**THE PROBLEM:**
Go through the listing below and say how many lines contain "unique"; write nothing but the number.

**RECORDS SUPPLIED:**
________________
PR #313, opened 2021-09-07
Fix batch hydration by index

gnawf:
So we had an issue where index based hydration was not setting the hydration value for all nodes. This happened when the hydration returned null data (not an empty array, but NULL).

This adds more tests for some scenarios that were broken and ensures behavior is the same as the current engine's.

### DIFF
--- a/engine-nextgen/src/main/kotlin/graphql/nadel/enginekt/log/NadelLog.kt
+++ b/engine-nextgen/src/main/kotlin/graphql/nadel/enginekt/log/NadelLog.kt
@@ -1,5 +1,3 @@
-@file:JvmName("LogKt")
-
 package graphql.nadel.enginekt.log
 
 import graphql.nadel.util.LogKit
--- a/engine-nextgen/src/main/kotlin/graphql/nadel/enginekt/transform/hydration/batch/NadelBatchHydrationByIndex.kt
+++ b/engine-nextgen/src/main/kotlin/graphql/nadel/enginekt/transform/hydration/batch/NadelBatchHydrationByIndex.kt
@@ -1,0 +1,114 @@
+package graphql.nadel.enginekt.transform.hydration.batch
+
+import graphql.nadel.ServiceExecutionResult
+import graphql.nadel.enginekt.blueprint.NadelBatchHydrationFieldInstruction
+import graphql.nadel.enginekt.transform.hydration.NadelHydrationUtil
+import graphql.nadel.enginekt.transform.hydration.NadelHydrationUtil.getNumberOfInputNodes
+import graphql.nadel.enginekt.transform.hydration.batch.NadelBatchHydrationInputBuilder.getBatchInputDef
+import graphql.nadel.enginekt.transform.result.NadelResultInstruction
+import graphql.nadel.enginekt.transform.result.json.JsonNode
+import graphql.nadel.enginekt.util.AnyList
+import graphql.nadel.enginekt.util.isList
+import graphql.nadel.enginekt.util.listOfNulls
+import graphql.nadel.enginekt.util.subListOrNull
+import graphql.nadel.enginekt.util.unwrapNonNull
+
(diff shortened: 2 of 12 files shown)


engine-nextgen/src/main/kotlin/graphql/nadel/enginekt/log/NadelLog.kt
```diff
@@ -0,0 +1,51 @@
+package graphql.nadel.enginekt.log
+
+import graphql.nadel.util.LogKit
+import org.slf4j.Logger
+import org.slf4j.LoggerFactory
+
+internal inline fun <reified T> getLogger(): Logger {
```
gnawf, line 7: Sorry slightly unrelated, I worked off a branch I where I started adding debug logging to investigate the issue. Keeping these in because they're useful.

We need to improve logging too:

* We need a StructuredArgsLogger like in the AGG and RB, we aren't logging the request ID or execution ID along with every request and I had to guess which logs matched which requests based on anomalous data/times.
* Maybe others

engine-nextgen/src/main/kotlin/graphql/nadel/enginekt/transform/hydration/batch/NadelBatchHydrationByIndex.kt
```diff
@@ -0,0 +1,114 @@
...
+import graphql.nadel.enginekt.transform.hydration.batch.NadelBatchHydrationInputBuilder.getBatchInputDef
+import graphql.nadel.enginekt.transform.result.NadelResultInstruction
+import graphql.nadel.enginekt.transform.result.json.JsonNode
+import graphql.nadel.enginekt.util.AnyList
+import graphql.nadel.enginekt.util.isList
+import graphql.nadel.enginekt.util.listOfNulls
+import graphql.nadel.enginekt.util.subListOrNull
+import graphql.nadel.enginekt.util.unwrapNonNull
+
+internal object NadelBatchHydrationByIndex {
```
gnawf, line 16: This is the main change, also moved this code out of the `NadelBatchHydrator` class as there were two batch hydration algorithms in there that were polluting the class.

engine-nextgen/src/main/kotlin/graphql/nadel/enginekt/transform/hydration/batch/NadelBatchHydrationByObjectId.kt
```diff
@@ -0,0 +1,144 @@
...
+import graphql.nadel.enginekt.util.AnyMap
+import graphql.nadel.enginekt.util.JsonMap
+import graphql.nadel.enginekt.util.asNullableJsonMap
+import graphql.nadel.enginekt.util.emptyOrSingle
+import graphql.nadel.enginekt.util.flatten
+import graphql.nadel.enginekt.util.isList
+import graphql.nadel.enginekt.util.queryPath
+import graphql.nadel.enginekt.util.unwrapNonNull
+
+internal object NadelBatchHydrationByObjectId {
```
gnawf, line 25: Nothing changed here, this code is stripped from `NadelBatchHydrator` exactly as it was.

engine-nextgen/src/main/kotlin/graphql/nadel/enginekt/transform/hydration/batch/NadelBatchHydrator.kt
```diff
@@ -76,171 +63,25 @@ internal class NadelBatchHydrator(
...
                 instruction = instruction,
                 parentNodes = parentNodes,
-                resultNodes = resultNodes,
+                batches = batches,
                 matchStrategy = matchStrategy,
             )
         } + getInstructionsToAddErrors(batches)
     }
 
-    private fun getHydrateInstructionsMatchingIndex(
```
gnawf, line 99: This is the code that was extracted into different classes.

temaEmelyan (approved):

PR #314, opened 2021-09-08
Fix case where query document has multiple operation definitions

gnawf:


engine-nextgen/src/main/kotlin/graphql/nadel/enginekt/util/CollectionUtil.kt
```diff
@@ -16,7 +16,7 @@ inline fun <reified T> Collection<*>.singleOfTypeOrNull(predicate: (T) -> Boolea
  * Like [singleOrNull] but the single item must be of type [T].
  */
 inline fun <reified T> Collection<*>.singleOfType(predicate: (T) -> Boolean = { true }): T {
-    return singleOfTypeOrNull(predicate) as T
```
gnawf, line 19: Ok this is where it went "wrong", kinda. I thought casting to a not null type would also do a null check, but no. It only does a plain Java cast. Then the error went undetected.

engine-nextgen/src/main/kotlin/graphql/nadel/enginekt/util/GraphQLUtil.kt
```diff
@@ -334,9 +349,10 @@ internal suspend fun NadelInstrumentation.beginExecute(
         queryDocument,
         graphQLSchema,
         executionInput.variables,
-        queryDocument.definitions.singleOfType(),
+        queryDocument.getOperationDefinitionOrNull(executionInput.operationName)
```
gnawf, line 352: Query document _can_ contain multiple operations. At this point in the execution, we have already validated that the user specified a valid `operationName`, so we just need to pick it out of the document.

test/src/test/kotlin/graphql/nadel/tests/EngineTests.kt
```diff
@@ -179,17 +178,18 @@ private suspend fun execute(
                 }
             })
             .let {
-                testHooks?.makeNadel(engineType, it) ?: it
+                testHooks.makeNadel(engineType, it)
```
gnawf, line 181: Random cleanup from a while back when I changed `testHooks` to be not-nullable.

test/src/test/kotlin/graphql/nadel/tests/EngineTests.kt
```diff
@@ -179,17 +178,18 @@ private suspend fun execute(
...
             }
             .build()
 
         val response = nadel.execute(
             newNadelExecutionInput()
                 .query(fixture.query)
                 .variables(fixture.variables)
+                .operationName(fixture.operationName)
```
gnawf, line 189: Tests can now specify operation name.

test/src/test/kotlin/graphql/nadel/tests/hooks/can-execute-document-with-multiple-operation-definitions.kt
```diff
@@ -0,0 +1,40 @@
...
+    override fun makeNadel(engineType: NadelEngineType, builder: Nadel.Builder): Nadel.Builder {
+        return builder
+            .instrumentation(object : NadelInstrumentation {
+                override fun beginExecute(
+                    parameters: NadelInstrumentationExecuteOperationParameters,
+                ): CompletableFuture<InstrumentationContext<ExecutionResult>> {
+                    hasCalledBeginExecute = true
+
+                    expectThat(parameters.operationDefinition)
+                        .get { name }
```
gnawf, line 29: Before, this would be null because we assumed there was only a single operation name.

temaEmelyan (approved):

PR #315, opened 2021-09-09
Add randomness to aliases

gnawf:


engine/src/test/groovy/graphql/nadel/e2e/nextgen/NadelE2ETest.groovy
```diff
@@ -1,1047 +0,0 @@
-package graphql.nadel.e2e.nextgen
```
gnawf, line 1: This is a really old file that predates the new test format we had.

buildSrc/src/main/kotlin/graphql/nadel/Deps.kt
```diff
@@ -0,0 +1,10 @@
+package graphql.nadel
+
+object Deps {
```
gnawf, line 3: Added common declarations for libs.

engine-nextgen/src/main/kotlin/graphql/nadel/enginekt/transform/artificial/AliasGenerator.kt
```diff
@@ -0,0 +1,41 @@
...
+import java.util.UUID
+
+object AliasGenerator {
+    /**
+     * Random substrings to attach to the field alias to make it unique enough such
+     * that nobody should ever guess the field result key and mess with the fields
+     * introduced by Nadel.
+     */
+    private val suffixes = Array(100) {
+        UUID.randomUUID().toString().substringAfterLast("-")
```
gnawf, line 13: Decided to cut it short because we don't need a full UUID in the request and response bloating the size.

engine-nextgen/src/main/kotlin/graphql/nadel/enginekt/transform/artificial/AliasGenerator.kt
```diff
@@ -0,0 +1,41 @@
...
+    fun getAlias(tag: String, field: ExecutableNormalizedField): String {
+        val staticAlias = getStaticAlias(tag, field)
+        if (isStatic) {
+            return staticAlias
+        }
+        /**
+         * Note that even without the suffix the alias here is unique among its siblings fields.
+         * See [suffixes] for more.
+         */
+        return "${staticAlias}__${suffixes.random()}"
```
gnawf, line 32: Picks a random UUID instead instead of generating one every time. Even if the same one is picked it doesn't matter as the prefix is already unique enough.

As stated in the doco, the suffix is just so outsiders/incoming queries don't mess with Nadel's artificial fields.

test/src/test/resources/fixtures/deep renames/different-deep-renames-on-same-normalized-field.yml
```diff
@@ -0,0 +1,111 @@
+name: different deep renames on same normalized field
```
gnawf, line 1: Pulled this test out of the deleted `NadelE2ETests`

test/src/test/resources/fixtures/hydration/hydration-with-deep-rename.yml
```diff
@@ -0,0 +1,124 @@
+name: hydration with deep rename
```
gnawf, line 1: Pulled this test out of the deleted `NadelE2ETests`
________________
**EXERCISE RESPONSE:**
3